10. Tendency to use argument by intimidation.  How much do we do this in the church?  Quickly when somebody says something we don't like, we threaten their position or seek to kick them out of the church.  
11. Use of slogans, buzzwords, and thought-stop cliches.  Like, 'Freedom is not Free!'?
12. Assumption of moral superiority over others.
13. Doomsday thinking.  (Whatever problem they predict), "it's just around the corner unless we follow their program and listen to their special insight and wisdom, to which only the truly enlightened have access.  For extremists, any setback or defeat is 'the beginning of the end'."
14. Belief that it's okay to do bad things in the service of a 'good' cause.  "Defeating an 'enemy' becomes an all-encompassing goal to which other values are subordinate.  With extremists, the end justifies the means."
15. Emphasis on emotional responses and, correspondingly, a de-emphasis on reasoning and logical analysis.
16. Hypersensitivity and vigilance.  See my previous post on John Waddey, who saw himself as the sole guardian against the heretical barbarians at the gate.
17. Use of supernatural rationales for beliefs and actions.
18. Problems tolerating ambiguity and uncertainty.  "The more laws or rules there are that regulate the behavior of others--particularly their 'enemies'-the more secure extremists feel."  Particularly, when it comes to many Christians, there is a need to be able to interpret every Scripture within a particular framework.  To deny the ability to do this makes many, many people nervous.
19. Inclination toward 'groupthink'.  "Groupthink involves a tendency to conform to group norms and to preserve solidarity and concurrence at the expense of distorting members' observations of facts, conflicting evidence, and disquieting observations that would call into question the shared assumptions and beliefs of the group.  Right-wingers (or left-wingers), for example, talk mostly to one another, read only the material that reflects their own views, and can be almost phobic about the 'propaganda' of the 'other side'."  It is remarkable to me that the same people who continually think of the news media as having a liberal bias will only listen to Rush Limbaugh and watch Fox News.  Anything else is to be ignored.

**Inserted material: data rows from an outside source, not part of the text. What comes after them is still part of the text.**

Issue #167, opened 2019-08-23
`afterResponse` hook doesn't work with the new expanded `retry` option


sindresorhus:
Introduced by https://github.com/sindresorhus/ky/commit/d4ddb7ab4ec0d5baff73b3c038be48717592384d.

This test now fails: https://github.com/sindresorhus/ky/blob/a50948adeff0c2255626ed28465e126e095a7c04/test/hooks.js#L249

```
 hooks › `afterResponse` hook is called with input, normalized options, and response which can be used to retry

  /Users/sindresorhus/dev/oss/ky/index.js:3

   2:
   3: const getGlobal = property => {
   4:   /* istanbul ignore next */

  Rejected promise returned by test. Reason:

  Error {
    message: 'retry.methods must be an array',
  }

  normalizeRetryOptions (index.js:3:1536)
  new Ky (index.js:4:7)
  ky (index.js:8:1713)
  t.deepEqual.ky.post.hooks.afterResponse (test/hooks.js:275:15)
  fn (index.js:6:55)
```

// @whitecrownclown @lambdalisue

whitecrownclown:
The issue here is that the `afterResponse` hook uses the already normalized options for `retry` and `methods` (`methods` is a `Set`). An error is thrown since they go through the same normalize process again inside this test when calling `ky`.

@sindresorhus
What do you think about not throwing [an error](https://github.com/sindresorhus/ky/pull/110#discussion_r317104937), but a promise rejection and also allow using both `Array` and `Set` as options?

sholladay:
So, this may need a bit more brainstorming...

PR #180 fixed the failing test. It did so by filtering the options passed to hooks such that hooks only receive fetch/unknown options but no Ky options. In other words,`retry` and other Ky options are omitted from the `options` passed to hooks, so when the hook in that test gives its `options` back to Ky, no error is thrown, because `retry` is not there to be validated.

This works well enough and perhaps we should keep it that way. I've gone back and forth multiple times on whether I think hooks should receive Ky options. This issue, and the test being discussed here, made me think, "Yeah, hooks should receive Ky options." But when I went to go implement that with all Ky options included, I ran into a new problem: `json` and `body` are then both present and Ky throws an error because it considers those options to be mutually exclusive. This problem was never experienced before because prior to PR #180, some Ky options weren't given to hooks (including `json`), while others were. I'm not sure any intentional thought was put into it, the codebase just grew that way organically.

Some ways forward from here:
[...]

PR #180, opened 2019-10-01
Use request to normalize options

### LINKED ISSUE #139: Document how to override headers in beforeRequest hook

### LINKED ISSUE #166: Modify the request URL in the `beforeRequest` hook
I want to edit request url in the beforeRequest hook.
Thx.

sholladay:
Closes #166
Closes #139

This PR:
 - Aims to simplify Ky and solve some edge case issues and confusing behavior related to how our options are normalized and merged.
 - Makes it so that internally, and within hooks, a [`Request`](https://developer.mozilla.org/en-US/docs/Web/API/Request) instance is now used as the source of truth instead of `input`. This replaces some of the bespoke logic that we've had for processing options. It also makes life easier for people using the `hooks` option, because they will receive a normalized `request`, whose behavior is more obvious and is well-specified by web standards. We can discuss whether the raw input should be available as well.
 - Cleans up the separation betwen Ky options and `fetch` options internally, so there's a clear distinction and it's easy to pass around one or the other, or both.
 - Adds the ability for `beforeRequest` hooks to return a `Request` instance to replace the existing request.

### DIFF
--- a/index.js
+++ b/index.js
@@ -214,110 +214,102 @@ const normalizeRetryOptions = retry => {
 
 class Ky {
 	constructor(input, {
-		timeout = 10000,
 		hooks,
-		throwHttpErrors = true,
-		searchParams,
 		json,
+		onDownloadProgress,
+		prefixUrl,
 		retry = {},
-		...otherOptions
+		searchParams,
+		throwHttpErrors = true,
+		timeout = 10000,
+		...fetchOptions
 	}) {
 		this._retryCount = 0;
-
+		this._input = input;
 		this._options = {
-			method: 'get',
-			credentials: 'same-origin', // TODO: This can be removed when the spec change is implemented in all browsers. Context: https://www.chromestatus.com/feature/4539473312350208
+			hooks: deepMerge({
+				beforeRequest: [],
+				beforeRetry: [],
+				afterResponse: []
+			}, hooks),
+			json,
+			onDownloadProgress,
+			prefixUrl: String(prefixUrl || ''),
 			retry: normalizeRetryOptions(retry),
-			...otherOptions
+			searchParams,
+			throwHttpErrors,
+			timeout
+		};
+		this._fetchOptions = {
+			// TODO: credentials can be removed when the spec change is implemented in all browsers. Context: https://www.chromestatus.com/feature/4539473312350208
+			credentials: this._input.credentials || 'same-origin',
+			...fetchOptions,
+			method: normalizeRequestMethod(fetchOptions.method || this._input.method)
 		};
 
-		if (input instanceof globals.Request) {
-			this._input = input;
-
-			// `ky` options have precedence over `Request` options
-			this._options = {
-				...this._options,
-				method: otherOptions.method || input.method,
-				headers: otherOptions.headers || input.headers,
-				body: otherOptions.body || input.body,
-				credentials: otherOptions.credentials || input.credentials
-			};
-		} else if (!(input instanceof URL) && typeof input !== 'string') {
+		if (typeof input !== 'string' && !(input instanceof URL || input instanceof globals.Request)) {
 			throw new TypeError('`input` must be a string, URL, or Request');
-		} else {
-			this._input = String(input || '');
-			this._options.prefixUrl = String(this._options.prefixUrl || '');
+		}
 
-			if (this._options.prefixUrl && this._input.startsWith('/')) {
+		if (this._options.prefixUrl && typeof this._input === 'string') {
+			if (this._input.startsWith('/')) {
 				throw new Error('`input` must not begin with a slash when using `prefixUrl`');
 			}
 
-			if (this._options.prefixUrl && !this._options.prefixUrl.endsWith('/')) {
+			if (!this._options.prefixUrl.endsWith('/')) {
 				this._options.prefixUrl += '/';
 			}
 
 			this._input = this._options.prefixUrl + this._input;
-
-			if (searchParams) {
-				const url = new URL(this._input, globals.document && globals.document.baseURI);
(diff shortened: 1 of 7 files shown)


sholladay:
Maybe I just need some sleep and am missing something obvious, but it's not clear to me why that timeout test is failing. I did not intentionally change any timeout or retry behavior.

Any thoughts @szmarczak?

index.js
```diff
@@ -214,110 +214,102 @@ const normalizeRetryOptions = retry => {
...
+			onDownloadProgress,
+			prefixUrl: String(prefixUrl || ''),
 			retry: normalizeRetryOptions(retry),
-			...otherOptions
+			searchParams,
+			throwHttpErrors,
+			timeout
+		};
+		this._fetchOptions = {
+			// TODO: credentials can be removed when the spec change is implemented in all browsers. Context: https://www.chromestatus.com/feature/4539473312350208
```
sholladay: I tested Chrome, Firefox, Safari, and Edge 18, and all of them default to `same-origin` now. Not sure about mobile browsers, though. Should we remove this?

sholladay:
I kinda want to change the signature of hooks.

Prior to this PR, we had:
 - **beforeRequest(input, options)**
 - **beforeRetry(input, options, error, retryCount)**
 - **afterResponse(input, options, response)**

This PR changes `input` to `request` in these signatures, anyway. So it is worth considering any other breaking changes we want to do. For example...
 - We could attach the `response` to the `request` passed to `afterResponse`, rather than having it as a separate argument. I find this more elegant since the response _belongs_ to a particular request. Plus it improves the symmetry of the call signature between `beforeRequest` and `afterResponse`.
 - We could attach `retryCount` to the `request` or `error` passed to `beforeRetry`, rather than passing it as a separate argument. I don't have strong feelings about this one, but I do feel that any function with four arguments is a bit much.

sholladay:
Ready for review. Could use help on that one failing test.

// @sindresorhus @szmarczak

sholladay:
For now, I've worked around the timeout test issue by changing it to validate synchronously.

I would argue that:
1. This is how input validation should work, anyway.
2. Even if you disagree with `1`, it still makes our validation more consistent.

sindresorhus:
Promise-returning methods should *always* reject: https://twitter.com/jaffathecake/status/638659818996269056?s=21

sholladay:
Alright, I made it a rejection. It's still validated in the constructor to work around the broken test that failed for reasons I don't understand.

sholladay:
It was a real pain to make it reject asynchronously before the request, because the rejected promise didn't have the `Body` methods, so `.json()` didn't exist and would immediately throw an error, for example. I had to place the rejection in a very specific, non-obvious place.

I wholeheartedly disagree with this design pattern of rejecting _user mistakes_ asynchronously. But I aim to please, so I made it work. The tests are passing. Please review.

At this point, the main thing I'm wondering is what options the hooks should receive. I'm thinking either:
A. Only fetch options
B. All options mixed together

The benefit of `A` is that we can more easily support users directly mutating the options, without forcing them to return a `Request`. It also avoids the illusion that you can override Ky's settings within hooks and prevents the temptation to try to do so.

As for `B`, I'm not sure if there is a concrete use case for reading Ky's options within hooks, but I can sort of imagine it being useful to do something special when `throwHttpErrors` is `false` or when `timeout` has a large value, etc. The only downside is that to support hooks mutating the object, we'd have to go back to a single combined options object (i.e. not separate fetch options vs Ky options), which I'd be fine with, albeit it feels a little less clean.

sholladay:
Anything else needed here?

In addition to the issues that this PR already addresses, I also have fixes for #167, #182, and #187, which I want to implement on top of this refactoring. I could easily include those in this PR (most of them actually remove lines of code), however I don't want to do too many unrelated things and make it harder to review. If we can merge this soon, I will get to those quickly.

It would be preferable to hold off on a release (even though everything here is working as-is). I realized that hooks really should be receiving all options for both ky and fetch mixed together, so that the hooks themselves can call ky and "inherit" the ky options. I'd like to address that at the same time as #167, which as mentioned previously, should probably be done in a separate PR. To avoid doing any unnecessary breaking changes, it would be good to group these together for the next release.

index.js
sindresorhus: Nah, not worth the risk. It's only a few bytes anyway.

sindresorhus:
This is great. Nice work 👌 And sorry for the delay. I reviewed this a week ago and was going to merge and then got distracted and forgot about it...

sholladay:
@sindresorhus is codecov broken? I just noticed that the status check for this PR says "No report found to compare against" and clicking on the details also doesn't bring up anything useful. Maybe it needs to be re-authorized?

sindresorhus:
Ah yeah. It was not enabled on the GitHub side. Done now.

20.  Tendency to personalize hostility.
21. Extremists often feel that the system is no good unless they win.  "For example, if they lose an election, then it was 'rigged'.  If public opinion turns against them, it is because of 'brainwashing'....The test of the rightness or wrongness of the system is how it has an impact on them."
22.  Extremists tend to believe in far-reaching conspiracy theories.